Years ago, in the pock-marked lunar landscape of Cappadocia, people lived in caves. Nothing's changed
Saturday 01 June 1996
It was a long journey to Aksaray, an important bus depot and the springboard for Cappadocia. For 14 hours we climbed and surged around vertiginous bends, then trundled over the central Anatolian plain. We emerge from our bus suffused with the acrid smell of Turkish cigarettes into the silent, 3 degree chill of an Aksaray dawn.
This market town is a bustling place but at 5am only two or three figures moved slowly around the bus station. Obliging they served us breakfast: hot and spicy tomato and meat soup served with a mountain of deliciously fresh bread.
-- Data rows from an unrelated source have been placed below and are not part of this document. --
PR #841, opened 2024-05-08
SNOW-1369280 Close channels asynchronously

sfc-gh-lshcharbaty:
# Overview

SNOW-1369280
By closing channels in parallel, speeds up task rebalancing. As in  #839, `SFException` is ignored and doesn't fail a connector task.

## Pre-review checklist
- [ ] Snowpipe Changes
- [x] This change is protected by a config parameter `snowflake.streaming.closeChannelsInParallel.enabled`.

### DIFF
--- a/src/main/java/com/snowflake/kafka/connector/SnowflakeSinkConnectorConfig.java
+++ b/src/main/java/com/snowflake/kafka/connector/SnowflakeSinkConnectorConfig.java
@@ -125,6 +125,11 @@ public class SnowflakeSinkConnectorConfig {
   public static final boolean SNOWPIPE_FILE_CLEANER_FIX_ENABLED_DEFAULT = false;
   public static final int SNOWPIPE_FILE_CLEANER_THREADS_DEFAULT = 1;
 
+  // Whether to close streaming channels in parallel.
+  public static final String SNOWPIPE_STREAMING_CLOSE_CHANNELS_IN_PARALLEL =
+      "snowflake.streaming.closeChannelsInParallel.enabled";
+  public static final boolean SNOWPIPE_STREAMING_CLOSE_CHANNELS_IN_PARALLEL_DEFAULT = false;
+
   // This is the streaming max client lag which can be defined in config
   public static final String SNOWPIPE_STREAMING_MAX_CLIENT_LAG =
       "snowflake.streaming.max.client.lag";
@@ -567,6 +572,13 @@ public class SnowflakeSinkConnectorConfig {
             Importance.LOW,
             "Defines number of worker threads to associate with the cleaner task. By default there"
                 + " is one cleaner per topic's partition and they all share one worker thread")
+        .define(
+            SNOWPIPE_STREAMING_CLOSE_CHANNELS_IN_PARALLEL,
+            Type.BOOLEAN,
+            SNOWPIPE_STREAMING_CLOSE_CHANNELS_IN_PARALLEL_DEFAULT,
+            Importance.MEDIUM,
+            "Whether to close Snowpipe Streaming channels in parallel during task shutdown or"
+                + " rebalancing")
         .define(
             SNOWPIPE_STREAMING_MAX_CLIENT_LAG,
             Type.LONG,
--- a/src/main/java/com/snowflake/kafka/connector/internal/streaming/SnowflakeSinkServiceV2.java
+++ b/src/main/java/com/snowflake/kafka/connector/internal/streaming/SnowflakeSinkServiceV2.java
@@ -3,6 +3,8 @@ package com.snowflake.kafka.connector.internal.streaming;
 import static com.snowflake.kafka.connector.SnowflakeSinkConnectorConfig.BUFFER_SIZE_BYTES_DEFAULT;
 import static com.snowflake.kafka.connector.SnowflakeSinkConnectorConfig.ENABLE_STREAMING_CLIENT_OPTIMIZATION_DEFAULT;
 import static com.snowflake.kafka.connector.SnowflakeSinkConnectorConfig.SNOWFLAKE_ROLE;
+import static com.snowflake.kafka.connector.SnowflakeSinkConnectorConfig.SNOWPIPE_STREAMING_CLOSE_CHANNELS_IN_PARALLEL;
+import static com.snowflake.kafka.connector.SnowflakeSinkConnectorConfig.SNOWPIPE_STREAMING_CLOSE_CHANNELS_IN_PARALLEL_DEFAULT;
 import static com.snowflake.kafka.connector.internal.streaming.StreamingUtils.STREAMING_BUFFER_COUNT_RECORDS_DEFAULT;
 import static com.snowflake.kafka.connector.internal.streaming.StreamingUtils.STREAMING_BUFFER_FLUSH_TIME_DEFAULT_SEC;
 import static com.snowflake.kafka.connector.internal.streaming.TopicPartitionChannel.NO_OFFSET_TOKEN_REGISTERED_IN_SNOWFLAKE;
@@ -27,6 +29,7 @@ import java.util.HashSet;
 import java.util.Map;
 import java.util.Optional;
 import java.util.Set;
+import java.util.concurrent.CompletableFuture;
 import net.snowflake.ingest.streaming.SnowflakeStreamingIngestClient;
 import org.apache.kafka.common.TopicPartition;
 import org.apache.kafka.connect.sink.SinkRecord;
@@ -92,7 +95,9 @@ public class SnowflakeSinkServiceV2 implements SnowflakeSinkService {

Warm soup was very welcome. It was hard to believe that we had left behind 30 degrees of Mediterranean heat on the coast to be greeted by this chilly breath of mountain air. I huddled over my soup wondering how to fill the time until 12 o'clock-ish when the local bus to Ihlara, gateway to one of the most interesting valleys in Cappadocia, departed. I emphasise the "ish" as the local buses leave only when they have enough passengers to make it worthwhile. We decided not to bother waiting and started negotiations for a taxi.
Mustafa was a stubborn taxi driver and we bargained fiercely, walking off several times until we reach a mutually agreeable sum for our one- hour trip. Then, in the hazy early morning light, we wound our way under the awning of the distant Melendiz range of mountains to Ihlara.
There is no gentle introduction to this canyon village - the taxi turned the last corner in a cloud of dust and we found ourselves plunged into the last century. Woodsmoke rose from rough stone houses. Corn and onions lay drying on the flat roofs in readiness for winter storage. Donkeys carefully picked their way down rocky paths, laden with bundles of twigs and dried hay, and children wandered aimlessly kicking stones, shouting to each other across the central square.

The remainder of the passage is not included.